Menurutnya, persoalan ini menyangkut hak kepemilikan yang tertunda bertahun-tahun meski kewajiban pokok telah dipenuhi.
Selain LPKN, LSM Macan Kumbang juga menyoroti persoalan tersebut. Pihaknya menilai praktik penahanan BPKB pasca pelunasan pokok kredit perlu dievaluasi secara menyeluruh.
Perwakilan LSM Macan Kumbang menyatakan bahwa perusahaan pembiayaan tidak boleh menggunakan posisi dominan untuk menekan konsumen.
“Jika pokok kredit sudah lunas, maka jaminan semestinya berakhir. Denda bisa dibicarakan, tapi jangan sampai hak masyarakat tertahan bertahun-tahun. Ini menyangkut keadilan,” ujarnya.
LSM tersebut bahkan membuka kemungkinan akan melakukan pendampingan hukum apabila konsumen merasa dirugikan.
Dalam praktik pembiayaan kendaraan bermotor, BPKB dijadikan objek jaminan berdasarkan UU Nomor 42 Tahun 1999 tentang Jaminan Fidusia.
Pasal 25 menyebutkan bahwa jaminan fidusia hapus karena hapusnya utang yang dijamin.
Artinya:
➡ Jaminan bersifat mengikuti utang pokok (accesoir).
➡ Jika utang pokok telah lunas, maka secara prinsip jaminan juga berakhir.
Dalam kasus ini, pokok kredit telah lunas sejak Juni 2021.
Pertanyaan hukumnya kemudian:
Apakah denda keterlambatan termasuk dalam utang yang dijamin fidusia?
Jika tidak secara eksplisit termasuk dalam nilai penjaminan akta fidusia, maka penahanan BPKB setelah pokok lunas dapat diperdebatkan secara hukum.
UU Nomor 8 Tahun 1999 tentang Perlindungan Konsumen menyatakan:
- Konsumen berhak atas perlakuan yang adil (Pasal 4).
- Pelaku usaha dilarang membuat klausul yang merugikan konsumen secara sepihak (Pasal 18).
Menahan BPKB hampir lima tahun setelah pelunasan pokok dapat diuji dari sisi asas itikad baik dan proporsionalitas sebagaimana diatur dalam Pasal 1338 KUHPerdata.
Perusahaan pembiayaan memang berhak menagih denda sesuai perjanjian. Namun hak menagih tidak selalu identik dengan hak menahan jaminan tanpa batas waktu yang jelas.
Jika tidak ada penyelesaian, sengketa ini berpotensi berlanjut melalui:
- Pengaduan ke Otoritas Jasa Keuangan (OJK)
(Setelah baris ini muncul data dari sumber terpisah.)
PR #50, opened 2016-08-08
Speed up the download from MTK Logger by requesting multiple chunks at once

yehorov:
In this modification of the mtk format the option block_size was added.
It allows to specify block size per request to increase download speed.

For example, download of 5022K track log from the Qstarz BT-Q1000XT device with 65536 bytes blocks takes 1 minute 5 second, while download of the same log with current 1024 blocks takes 2 minutes.


mtk_logger.cc
```diff
@@ -227,6 +227,7 @@ static char* OPT_erase;  /* erase ? command option */
 static char* OPT_erase_only;  /* erase_only ? command option */
 static char* OPT_log_enable;  /* enable ? command option */
 static char* csv_file; /* csv ? command option */
+static char* OPT_block_size; /* block_size ? command option */
```
robertlipe: Does the block size have to be powers of 2 or multiples of 1024 or have any other limits or can it be free form?

yehorov: http://www.rigacci.org/wiki/lib/exe/fetch.php/doc/appunti/hardware/gps/mtk_logger_library_user_manual_1.2_tsi.pdf
According to the documentation an MTK data may be requested with any even length.
If the requested length is larger than 0x800, an MTK device returns several output NMEAs with the maximum size 0x800 bytes.

In current implementation of the mtk_logger module the returned chunk that contains only 0xff bytes is used as a marker for the end of the MTK data.
So the reminder of the requested length by 0x800 should be large enough to avoid false recognition for the end of the data.

The sequences of 0xff bytes are most common for the Sector Pattern (the header of the 64K sector) that may contains up to 486 bytes and for the tail of the 64k sector with length that not enough for storing a GPS log record.
But I don't know exactly what is the maximum size of a sequence that can appears.

I think it's reasonable to assume that there's no problem with current request size equals to 1024 and restrict the block_size to be a multiple of 1024.

robertlipe: Should the argument then perhaps be "block size in KB", accepting an
integer from 1-64 to make it impossible for users to pick odd values?
Bounds check it from 1-64 in the code and let the max min values in the
vecs_t entry so it plays nice with the GUI.

yehorov: You are right. It will be better to avoid to input a wrong value.

yehorov:
Could anyone check CI?
I believe that checks failed not because of the latest commit.

tsteven4:
I think travis will be happier if you can update your pr to https://github.com/gpsbabel/gpsbabel/commit/4ab5cc0ecf638c77b7e488a3c3e689b0f37d9aa0

As it stands travis merges up with that pr, but only after the apt packages listed in .travis.yml are installed, and it needs a new .travis.yml to figure out that there is a new package to install.

PR #52, opened 2016-08-28
garmin_fit: Added allpoints option

tovisen:
Added allpoints option to convert all points even if they do not have latitude or longitude (primarily intended for devices without gps, e.g., Garmin Vivosmart HR)


testo.d/garmin_fit.test
```diff
@@ -13,3 +13,6 @@ compare ${REFERENCE}/track/garmin-edge-800-output.gpx ${TMPDIR}/fit-sample-800.g
 
 gpsbabel -i garmin_fit -f ${REFERENCE}/track/garmin-forerunner-10.fit -o gpx -F ${TMPDIR}/fit-sample-10.gpx
 compare ${REFERENCE}/track/garmin-forerunner-10-output.gpx ${TMPDIR}/fit-sample-10.gpx
+
+gpsbabel -i garmin_fit,allpoints -f ${REFERENCE}/track/garmin-vivosmart-hr.fit -o gpx,garminextensions -F ${TMPDIR}/fit-sample-vivosmart-hr.gpx
```
robertlipe, line 17: Please include a paragraph in xmldoc/formats/options/....xml explaining what this option does, why one would wish to use it, etc.  We initially did this because people were using their bikes on rollers inside sometimes and without a GPS fix, we made a big mess of their data.Thanx!

tovisen: Ah, ok, that's why. I guessed that there was some reason for the points to be excluded, so I did my change as an option to not change the behavior in the default case.

I have added a short description of the option in xmldoc/formats/options/garmin_fit-allpoints.xml.

robertlipe:
Merged.  Thanx for your contribution.

tovisen:
Thank you for the review and the acceptance of the pull request.

Issue #53, opened 2016-09-08
Provide support for exporting to GeoJSON


ajmas:
It would be useful to be able to export directly to GeoJSON. Currently I need to convert to GPX and then with another application GPX to GeoJSON. Having native GeoJSON would be useful.

GeoJSON is covered by [RFC-7946](https://tools.ietf.org/html/rfc7946)

robertlipe:
I looked into this some time ago. Now that we have a Qt floor that includes
QJsonDocument (I think) the Points case would be super straight-forward and
a lovely starter project for someone wanting to get their feet wet. Tracks
and Routes would map to MultiLineStrings easily. There would be some
special casing for their weird handling at the antimeridian, but I'd bet we
could ship millions of copies before anyone noticed we got that wrong.

We don't really have concepts of Polygons and such. We could possibly
special case if first and end points were the same. We have a few formats
that have this concept (KML, shapefile) but it's not fundamental to us
given the "GPS" in "GPSBabel".

Anyone wanting to tackle this, please sign up.

GPSBabelDeveloper:
For waypoints, you can sort of see what this would look like with commit 4ce284a It probably doesn't validate, but the output for trivial waypoints (no alt) sure looks pretty GeoJSON-y. The serialization is probably not super memory efficient, but I'm not sure it has to be. Do you (or anyone else) want to run with it? My (scarce) nights and weekends are better devoted to fixing the problems in the 1.5.3 release I made in Jan (sigh) and rolling up the fixes to date over a feature requested by one user.  There may have been a second, but this has been on my distant radar for a while...

GPSBabelDeveloper:
Added in https://github.com/gpsbabel/gpsbabel/commit/ecbf04080c7f5107ffe29dc6c40c80046cb732c8 and a few fast-follow submits to fix issues with older Qt.

HarelM:
What about conversion from GeoJson to other formats? I see that the tests in the above commit are only referring to GeoJson as Output...?
Since this was not supported when I started using GPSBabel I wrote it (in C#).
If this helps feel free to translate the code (conversion from GPX to GeoJson):
https://github.com/IsraelHikingMap/Site/blob/master/IsraelHiking.API/Converters/GpxGeoJsonConverter.cs
It uses LINQ and some C# specific operators (like ?? which is a null check + assignment) which reduces the amount of code a bit but the general idea is there.

robertlipe:
[...]

PR #63, opened 2017-01-23
Added geojson read capablity, 

HarelM:
moved magic strings to constants, fixed windows compilation issues.
Related to:
Provide support for exporting to GeoJSON #53


GPSBabel.pro
```diff
@@ -148,7 +148,7 @@ win32 {
   }
   SOURCES += gbser_win.cc
   JEEPS += jeeps/gpsusbwin.cc
-  LIBS += "C:/Program Files/Windows Kits/8.0/Lib/win8/um/x86/setupapi.lib" "C:/Program Files/Windows Kits/8.0/Lib/win8/um/x86/hid.lib"
+  LIBS += "C:/Program Files (x86)/Windows Kits/8.1/lib/winv6.3/um/x64/setupapi.lib" "C:/Program Files (x86)/Windows Kits/8.1/lib/winv6.3/um/x64/hid.lib"
```
GPSBabelDeveloper, line 151: I hate that we have to hardcode pathnames like this as this will certainly break builds on my system. Now that Delorme is dead, I don't think we need HID any more.

GPSBabelDeveloper (changes requested):
Overall, this looks quite good for someone nervous about C++. Thank you. 

I'll run it through clang-format after commit to make the styles consistent.  There's some non-obvious tweaks I'll make, too. For example, I think your use of loop iterators results in an extra copy. (No, I don't think thost microseconds actually matter.) I'll look at those after commit.

Please add a change to geojson_vecs so that it shows it can read routes and tracks. Review https://www.gpsbabel.org/htmldoc-1.5.4/fmt_geojson.html and tweak xmldoc/formats/geojson.xml (don't fret about angle brackets - the words are more important than the xmldoc markup) also please provide a json file that exercises the reader. in reference/tracks.  I'll then convert that to, say, GPX (KML?) and tweak testo.d/geojson.test so that it'll become part of the automated regression test.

- Sengketa di Badan Penyelesaian Sengketa Konsumen (BPSK)
- Gugatan perdata atas dasar perbuatan melawan hukum (Pasal 1365 KUHPerdata)
LPKN Probolinggo Raya menyatakan tengah mempersiapkan laporan resmi. Sementara LSM Macan Kumbang memastikan akan mengawal kasus ini hingga ada kepastian hukum.
Kasus ini menjadi pengingat bahwa hubungan antara konsumen dan lembaga pembiayaan tidak hanya soal kontrak, tetapi juga tentang rasa keadilan.
Karena ketika kewajiban pokok telah diselesaikan, hak konsumen seharusnya tidak menggantung tanpa kepastian selama bertahun-tahun.